The present study provides new insights to the structure and mechanism of the phosphatase domain of bacterial Pnkp by capturing the enzyme in a complex with Mn²⁺ and citrate (a mimetic of the scissile phosphate). The core fold and the amino acid constituents of the active site are similar to those of λ-Pase, the prototypal binuclear metallophosphoesterase. The fold is embellished by distinctive Cth-specific loop and β-hairpin modules, with the Cth-loop being a good candidate to aid in RNA substrate recognition by virtue of its proximity to the active site. A continuous tract of positive surface potential flanking the CthPnkp active site suggests a role for this surface in RNA binding. It is noteworthy that λ-Pase lacks an analogous positive surface flanking its active site (not shown), which is in keeping with the idea that the physiological substrate for λ-Pase (although unknown) is probably not RNA.
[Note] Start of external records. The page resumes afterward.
PR #4716, opened 2020-06-05
Add hpx/runtime.hpp and hpx/distributed/runtime.hpp API headers

msimberg:
Adds the runtime headers according to #4626, but does not take any stance on what exactly is exposed through these headers. The `hpx/runtime.hpp` header exposed a bit more in 1.4.1 than it will now. Most existing users of HPX will want to include `hpx/distributed/runtime.hpp` instead of `hpx/runtime.hpp` after this, but we can't really add any warnings since `hpx/runtime.hpp` is still a valid header on its own.


libs/include/include/hpx/distributed/runtime.hpp
```diff
@@ -0,0 +1,10 @@
+//  Copyright (c) 2020 ETH Zurich
+//
+//  SPDX-License-Identifier: BSL-1.0
+//  Distributed under the Boost Software License, Version 1.0. (See accompanying
+//  file LICENSE_1_0.txt or copy at http://www.boost.org/LICENSE_1_0.txt)
+
+#pragma once
+
+#include <hpx/runtime/runtime_fwd.hpp>
+#include <hpx/runtime_fwd.hpp>
```
hkaiser, line 10: Just `#including` forwarding declarations might not be sufficient. Are you sure this is fine?

msimberg: Depends what we want to expose. Actually the first include might not even be necessary. The second includes all the `hpx::get_locality_name`, `hpx::find_locality` etc. functions (including the local functions). If accessing the runtime directly is public then this might not be enough, but I would've hoped we could get by without making that officially public.

PR #4718, opened 2020-06-05
Remove force linking functionality

msimberg:
Separates the force linking changes from #4649, to make that PR a bit smaller.


msimberg:
> LGTM, thanks!
> 
> I have not checked, but could you please make sure that _all_ of the dummy functions that were added for this are removed?

I've removed all that I can tell were for force linking. There were a number of `dummy` functions that had a comment saying they they were for force linking. I looked through everything else called dummy as well and they did not look like they were for force linking. Do you remember if there might be anything else I should search for?

hkaiser:
> Do you remember if there might be anything else I should search for?

Unfortunately, no. Let's go ahead with this and remove things if we happen to stumble across them.

msimberg:
I think this will conflict with some of the renamings (the file lists in CMake files have changed). Let's get those in first, then this.

msimberg:
> It shows that the two fo the `configure_file` invocations have been removed. As a result, this PR shaves off another 3s from the execution time for the configuration step. Nice.

Indeed very nice! Interestingly if you ignore the `add_hpx_source_group` calls, which don't happen on linux, way over 50% of the time is spent generating files (headers). I don't currently know of a way to improve that, but in the worst case those could just be generated and checked into the repo (but I'd like to avoid this if there's a CMake solution to speeding that up).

The crystallized phosphatase domain of bacterial Pnkp is a monomer. In contrast, the crystallized kinase domain is a homodimer. The kinase–kinase homodimer interface can now be presumed to be the principal driver of the homodimeric quaternary structure of the isolated full-length CthPnkp protein (2) and of Pnkp in the context of the Pnkp-Hen1 RNA repair complex, which is a (Pnkp)₂(Hen1)₂ tetramer (5). The Hen1 methyltransferase domain is a monomer (6, 7), and the ligase-Hen1(N) complex is a 1:1 heterodimer (4). The parallel orientation of the kinase domain protomers in the kinase homodimer in the crystal structure, combined with aforementioned knowledge of the structures of all other component modules, supports a model for the (Pnkp)₂(Hen1)₂ tetramer (11) in which the central phosphatase domains reside on the same face of the kinase dimer and serve as linkers to pairs of LIG-Hen1 heterodimers. The next challenge will be to crystallize the complete Pnkp-Hen1 complex, the structure of which can be solved based on the now full suite of high-resolution crystal structures of the component domains.

To our knowledge, the CthPnkp phosphatase is the first example of a structurally defined binuclear metallophosphoesterase dedicated to RNA repair or modification. Other RNA end-healing enzymes belong to unrelated enzyme superfamilies (discussed in 28). To our knowledge, the only other binuclear metallophosphoesterase dedicated to RNA modification is the intron-debranching enzyme Dbr1 that hydrolyzes the 2′–5′ phosphodiester linkage of the excised lariat intron product of eukaryal pre-mRNA splicing. Dbr1, like CthPnkp, is a Mn²⁺-dependent phosphodiesterase, and mutational analysis of Dbr1 highlights the essentiality of many of the conserved side chains that comprise the active sites of CthPnkp and λ-Pase (22).

ACCESSION NUMBERS

The coordinates for the refined model of CthPnkp phosphatase have been deposited in the RCSB protein structure database (PDB ID code 4J6O).

FUNDING

Funding for open access charge: National Institutes of Health [GM42498].

Conflict of interest statement. None declared.